+++ RECORDS FOR THIS TASK +++

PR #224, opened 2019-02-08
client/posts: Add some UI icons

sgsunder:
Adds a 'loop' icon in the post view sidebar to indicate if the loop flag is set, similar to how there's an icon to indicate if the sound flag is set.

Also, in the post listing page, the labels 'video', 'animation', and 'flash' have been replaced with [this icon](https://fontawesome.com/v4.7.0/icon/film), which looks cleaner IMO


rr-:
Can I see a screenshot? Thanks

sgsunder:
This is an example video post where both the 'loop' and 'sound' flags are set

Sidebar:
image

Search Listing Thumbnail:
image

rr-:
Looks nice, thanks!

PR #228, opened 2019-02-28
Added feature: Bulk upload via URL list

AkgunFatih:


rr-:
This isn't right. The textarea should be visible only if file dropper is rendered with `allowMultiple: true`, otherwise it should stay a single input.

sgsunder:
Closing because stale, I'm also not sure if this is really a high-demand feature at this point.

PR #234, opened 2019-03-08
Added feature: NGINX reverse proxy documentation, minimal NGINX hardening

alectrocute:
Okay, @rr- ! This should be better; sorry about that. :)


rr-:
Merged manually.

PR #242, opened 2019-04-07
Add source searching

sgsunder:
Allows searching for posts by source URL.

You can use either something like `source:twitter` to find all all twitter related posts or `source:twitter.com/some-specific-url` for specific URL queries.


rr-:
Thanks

+++

- EXERCISE BRIEF
Write the records out once more, word for word.

- RESULT FOR THIS TASK
PR #224, opened 2019-02-08
client/posts: Add some UI icons

sgsunder:
Adds a 'loop' icon in the post view sidebar to indicate if the loop flag is set, similar to how there's an icon to indicate if the sound flag is set.

Also, in the post listing page, the labels 'video', 'animation', and 'flash' have been replaced with [this icon](https://fontawesome.com/v4.7.0/icon/film), which looks cleaner IMO


rr-:
Can I see a screenshot? Thanks

sgsunder:
This is an example video post where both the 'loop' and 'sound' flags are set

Sidebar:
image

Search Listing Thumbnail:
image

rr-:
Looks nice, thanks!

PR #228, opened 2019-02-28
Added feature: Bulk upload via URL list

AkgunFatih:


rr-:
This isn't right. The textarea should be visible only if file dropper is rendered with `allowMultiple: true`, otherwise it should stay a single input.

sgsunder:
Closing because stale, I'm also not sure if this is really a high-demand feature at this point.

PR #234, opened 2019-03-08
Added feature: NGINX reverse proxy documentation, minimal NGINX hardening

alectrocute:
Okay, @rr- ! This should be better; sorry about that. :)


rr-:
Merged manually.

PR #242, opened 2019-04-07
Add source searching

sgsunder:
Allows searching for posts by source URL.

You can use either something like `source:twitter` to find all all twitter related posts or `source:twitter.com/some-specific-url` for specific URL queries.


rr-:
Thanks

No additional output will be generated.